**TASK DETAILS**
Produce an exact copy of the data below.

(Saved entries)
*** Begin section ***
Issue #805, opened 2026-08-03
reliability: subscribe to Core's ErrorOccurred and SendFailed so background failures stop vanishing


tylerkron:
## Summary

Core v1.4.0 made its background failures observable (daqifi-core#377 / #378 / #394 / #413 / #415). Two new event surfaces exist and **we subscribe to neither**, so these failures still vanish silently in the desktop app.

**Blocked by:** #802 (the Core 1.3.0 -> 1.4.0 bump).

## `IDevice.ErrorOccurred`

New in v1.4.0: `event EventHandler<DeviceErrorEventArgs> ErrorOccurred` on `IDevice` itself (`IDevice.cs:55`), with `DeviceErrorSource` classifying where the failure came from and a built-in `DeviceErrorThrottle` so a repeating background fault does not flood the sink.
*** End section ***
**SOLUTION FOR THIS PROBLEM**
Issue #805, opened 2026-08-03
reliability: subscribe to Core's ErrorOccurred and SendFailed so background failures stop vanishing


tylerkron:
## Summary

Core v1.4.0 made its background failures observable (daqifi-core#377 / #378 / #394 / #413 / #415). Two new event surfaces exist and **we subscribe to neither**, so these failures still vanish silently in the desktop app.

**Blocked by:** #802 (the Core 1.3.0 -> 1.4.0 bump).

## `IDevice.ErrorOccurred`

New in v1.4.0: `event EventHandler<DeviceErrorEventArgs> ErrorOccurred` on `IDevice` itself (`IDevice.cs:55`), with `DeviceErrorSource` classifying where the failure came from and a built-in `DeviceErrorThrottle` so a repeating background fault does not flood the sink.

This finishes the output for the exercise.